Prefetching is especially useful when working with stores which process batch requests faster than indicidual ones. These include databases and file systems. In one of my first projects, I was given a task to store an abstract syntax trees of C++ header files in an SQL database. (you an see it here). As ASTs are loosely connected, I couldn't reliably determine what nodes will be requested at the next step of depth- or breadth-first traversal across the graph. But what I knew is that they were stored quite tightly. So I made the program request 1000 rows from database instead of one. That saved a lot of calls to the database.
Ironically, the pages you would see if you click the link to sample headers above are also cached. :-)
Of course, I wasn't the first who cached the results of compilation. There is a whole project, ccache, devoted specifically to this: it maintains compilation cache and uses it when the same file is going to be compiled.
While in a single project cache could be easily replaced by a Makefile, it's useful when you're rebuilding several projects independently. For example, in Gentoo Linux different versions of a system application are built separately, by design of its build system. These builds don't know anything about each other, and may be distant in time. However, if you first compile version 1.5.14 of a library, and then upgrade it to 1.5.15, a considerable fraction of the very same object files will be compiled again. And again, caching allows to improve performance, while having a clean architecture.
During one of the latest Google Summer of Code projects, a colleague of mine implemented a system, which closed Linux kernel modules under callgraph dependencies. For each of 4000+ Linux drivers, it produced a dozen of files, on which it depended. And then another component had to compile each of these files, as it was a completely independent module with a stable and developed behavior. It was obvious that instead of compiling 50.000 - 100.000 of files, it should cache the result of their compilation.
This way we traded 10 Gb of memory for several days of running time. Worth it, isn't it?
What about convenience?
Caching could actually be extremely convenient to use and, especially, to insert into a developed application. Here's how caching code of my blog looks like:
It actually means "fetch from cache by the key provided, or, if no data for the key is stored, run the functional block provided to recalculate the data, save to cache, and return the thing, which was just calculated, instead". It's so much syntactic sugar, that it may even cause diabetes... but it's the most convenient caching interface I saw. Essentially, every time you perform memoization, you have to re-implement the exact steps (see that Fibonacci example above). And a good caching interface, like the Ruby binding for memcached featured here, includes that. You may view the Railscast about using memcached for caching this way.

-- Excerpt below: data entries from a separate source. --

PR #5272, opened 2023-11-27
fix profile page when not using OIDC

devincowan:
### Pull Request Checklist: 

- [ ] Automated Testing

- [ ] Passing Jenkins Build

### Positive Test Case

### DIFF
--- a/theme/views.py
+++ b/theme/views.py
@@ -107,7 +107,7 @@ class UserProfileView(TemplateView):
                 )
 
         oidc_change_password_url = None
-        if 'OIDC_CHANGE_PASSWORD_URL' in settings:
+        if hasattr(settings, 'OIDC_CHANGE_PASSWORD_URL'):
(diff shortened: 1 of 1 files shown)


pkdash (commented):
Do we need to check this line also?
https://github.com/hydroshare/hydroshare/blob/develop/theme/views.py#L123

devincowan:
good call thanks @pkdash

theme/views.py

Most likely, you'll not need any rewrite of code of the components you want to introduce caching to. In the example above, which featured database prefetching the code was inserted to fetch-one-row function, which secretly prefetched and queried the local cache on each invocation.
Caching also provides you certain tuning capabilities. You can limit the cache size, and discard Least Recently Used items if you're going to exceed its size. This allows you to tune, how much memory you'll trade for performance, and it works in quote a straightforward, measurable way. Just like levers.
Conclusion
Of course, caching can't help in all situations where you have performance problems. If you're unsure if you will be able to employ caching, do the modelling, as wise men suggest.
However, caching helped me in many situations so far, and I seem to be saying, "don't worry, we'll cache this" too often to avoid being called a caching fan.